(Dataset entries)
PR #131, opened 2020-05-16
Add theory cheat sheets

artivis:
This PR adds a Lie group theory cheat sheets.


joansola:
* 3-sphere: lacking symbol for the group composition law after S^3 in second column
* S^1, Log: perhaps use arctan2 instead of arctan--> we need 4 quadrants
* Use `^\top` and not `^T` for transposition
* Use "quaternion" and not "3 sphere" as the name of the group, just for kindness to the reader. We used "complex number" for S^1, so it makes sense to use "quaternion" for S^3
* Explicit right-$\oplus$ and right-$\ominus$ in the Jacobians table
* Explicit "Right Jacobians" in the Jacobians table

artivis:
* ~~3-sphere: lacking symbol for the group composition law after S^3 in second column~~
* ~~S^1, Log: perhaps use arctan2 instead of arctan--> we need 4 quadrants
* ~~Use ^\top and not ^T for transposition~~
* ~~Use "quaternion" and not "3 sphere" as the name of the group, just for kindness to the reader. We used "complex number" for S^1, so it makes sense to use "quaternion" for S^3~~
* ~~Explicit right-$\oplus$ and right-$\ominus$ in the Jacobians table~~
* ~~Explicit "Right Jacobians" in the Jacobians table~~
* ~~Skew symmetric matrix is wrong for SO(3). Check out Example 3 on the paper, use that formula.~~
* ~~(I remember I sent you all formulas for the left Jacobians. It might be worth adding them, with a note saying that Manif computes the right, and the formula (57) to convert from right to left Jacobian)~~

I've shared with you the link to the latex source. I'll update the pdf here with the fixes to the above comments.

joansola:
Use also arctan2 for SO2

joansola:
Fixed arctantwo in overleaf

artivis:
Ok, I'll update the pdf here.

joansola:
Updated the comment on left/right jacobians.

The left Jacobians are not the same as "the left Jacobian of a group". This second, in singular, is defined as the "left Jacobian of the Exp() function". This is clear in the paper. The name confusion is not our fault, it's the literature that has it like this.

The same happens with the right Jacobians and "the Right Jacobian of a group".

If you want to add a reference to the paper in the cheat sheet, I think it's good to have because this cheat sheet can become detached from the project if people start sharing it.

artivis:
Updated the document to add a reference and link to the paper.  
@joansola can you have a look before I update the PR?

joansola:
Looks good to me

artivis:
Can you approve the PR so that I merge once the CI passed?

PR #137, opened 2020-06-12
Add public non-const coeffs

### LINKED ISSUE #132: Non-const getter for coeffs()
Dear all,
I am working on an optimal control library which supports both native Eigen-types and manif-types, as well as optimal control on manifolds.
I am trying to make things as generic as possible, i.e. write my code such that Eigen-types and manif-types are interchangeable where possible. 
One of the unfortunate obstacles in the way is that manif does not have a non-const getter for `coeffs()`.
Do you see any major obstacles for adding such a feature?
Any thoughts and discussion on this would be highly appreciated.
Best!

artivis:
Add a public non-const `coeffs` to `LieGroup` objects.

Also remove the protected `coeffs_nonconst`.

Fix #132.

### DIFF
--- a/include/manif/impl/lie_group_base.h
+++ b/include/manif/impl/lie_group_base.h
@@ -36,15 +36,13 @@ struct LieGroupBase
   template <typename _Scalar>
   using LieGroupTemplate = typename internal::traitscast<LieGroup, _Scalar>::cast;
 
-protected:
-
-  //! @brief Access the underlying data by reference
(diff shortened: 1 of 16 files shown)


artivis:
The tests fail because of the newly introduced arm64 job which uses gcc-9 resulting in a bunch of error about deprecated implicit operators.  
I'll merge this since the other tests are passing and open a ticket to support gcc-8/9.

● **Aim of the exercise**: All of the records need to be transcribed exactly.

● **Reply to the task**:
PR #131, opened 2020-05-16
Add theory cheat sheets

artivis:
This PR adds a Lie group theory cheat sheets.


joansola:
* 3-sphere: lacking symbol for the group composition law after S^3 in second column
* S^1, Log: perhaps use arctan2 instead of arctan--> we need 4 quadrants
* Use `^\top` and not `^T` for transposition
* Use "quaternion" and not "3 sphere" as the name of the group, just for kindness to the reader. We used "complex number" for S^1, so it makes sense to use "quaternion" for S^3
* Explicit right-$\oplus$ and right-$\ominus$ in the Jacobians table
* Explicit "Right Jacobians" in the Jacobians table

artivis:
* ~~3-sphere: lacking symbol for the group composition law after S^3 in second column~~
* ~~S^1, Log: perhaps use arctan2 instead of arctan--> we need 4 quadrants
* ~~Use ^\top and not ^T for transposition~~
* ~~Use "quaternion" and not "3 sphere" as the name of the group, just for kindness to the reader. We used "complex number" for S^1, so it makes sense to use "quaternion" for S^3~~
* ~~Explicit right-$\oplus$ and right-$\ominus$ in the Jacobians table~~
* ~~Explicit "Right Jacobians" in the Jacobians table~~
* ~~Skew symmetric matrix is wrong for SO(3). Check out Example 3 on the paper, use that formula.~~
* ~~(I remember I sent you all formulas for the left Jacobians. It might be worth adding them, with a note saying that Manif computes the right, and the formula (57) to convert from right to left Jacobian)~~

I've shared with you the link to the latex source. I'll update the pdf here with the fixes to the above comments.

joansola:
Use also arctan2 for SO2

joansola:
Fixed arctantwo in overleaf

artivis:
Ok, I'll update the pdf here.

joansola:
Updated the comment on left/right jacobians.

The left Jacobians are not the same as "the left Jacobian of a group". This second, in singular, is defined as the "left Jacobian of the Exp() function". This is clear in the paper. The name confusion is not our fault, it's the literature that has it like this.

The same happens with the right Jacobians and "the Right Jacobian of a group".

If you want to add a reference to the paper in the cheat sheet, I think it's good to have because this cheat sheet can become detached from the project if people start sharing it.

artivis:
Updated the document to add a reference and link to the paper.  
@joansola can you have a look before I update the PR?

joansola:
Looks good to me

artivis:
Can you approve the PR so that I merge once the CI passed?

PR #137, opened 2020-06-12
Add public non-const coeffs

### LINKED ISSUE #132: Non-const getter for coeffs()
Dear all,
I am working on an optimal control library which supports both native Eigen-types and manif-types, as well as optimal control on manifolds.
I am trying to make things as generic as possible, i.e. write my code such that Eigen-types and manif-types are interchangeable where possible. 
One of the unfortunate obstacles in the way is that manif does not have a non-const getter for `coeffs()`.
Do you see any major obstacles for adding such a feature?
Any thoughts and discussion on this would be highly appreciated.
Best!

artivis:
Add a public non-const `coeffs` to `LieGroup` objects.

Also remove the protected `coeffs_nonconst`.

Fix #132.

### DIFF
--- a/include/manif/impl/lie_group_base.h
+++ b/include/manif/impl/lie_group_base.h
@@ -36,15 +36,13 @@ struct LieGroupBase
   template <typename _Scalar>
   using LieGroupTemplate = typename internal::traitscast<LieGroup, _Scalar>::cast;
 
-protected:
-
-  //! @brief Access the underlying data by reference
(diff shortened: 1 of 16 files shown)


artivis:
The tests fail because of the newly introduced arm64 job which uses gcc-9 resulting in a bunch of error about deprecated implicit operators.  
I'll merge this since the other tests are passing and open a ticket to support gcc-8/9.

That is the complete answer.